= RECORD EXTRACTS =

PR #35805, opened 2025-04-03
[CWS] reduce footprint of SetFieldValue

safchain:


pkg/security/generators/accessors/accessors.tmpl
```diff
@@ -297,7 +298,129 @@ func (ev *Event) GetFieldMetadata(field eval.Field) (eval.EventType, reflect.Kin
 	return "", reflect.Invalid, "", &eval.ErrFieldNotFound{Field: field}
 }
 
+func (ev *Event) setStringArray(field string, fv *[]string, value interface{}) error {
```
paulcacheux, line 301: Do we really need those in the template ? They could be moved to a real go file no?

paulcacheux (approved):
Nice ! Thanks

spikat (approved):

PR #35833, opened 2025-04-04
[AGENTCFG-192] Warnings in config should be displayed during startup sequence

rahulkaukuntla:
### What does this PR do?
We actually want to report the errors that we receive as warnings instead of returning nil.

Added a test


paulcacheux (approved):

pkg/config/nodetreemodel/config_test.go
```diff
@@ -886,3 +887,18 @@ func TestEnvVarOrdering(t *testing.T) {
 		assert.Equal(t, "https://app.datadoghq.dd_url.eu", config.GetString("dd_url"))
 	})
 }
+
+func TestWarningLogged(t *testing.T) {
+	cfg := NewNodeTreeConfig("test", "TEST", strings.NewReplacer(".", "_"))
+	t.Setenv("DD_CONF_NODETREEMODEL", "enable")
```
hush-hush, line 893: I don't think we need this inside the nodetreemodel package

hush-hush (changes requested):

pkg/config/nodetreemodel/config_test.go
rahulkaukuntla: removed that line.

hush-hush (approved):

= TASK OBJECTIVE =
Identify the lines above with the word "need". Copy them.

= ANSWER FOR THIS EXERCISE =
paulcacheux, line 301: Do we really need those in the template ? They could be moved to a real go file no?
hush-hush, line 893: I don't think we need this inside the nodetreemodel package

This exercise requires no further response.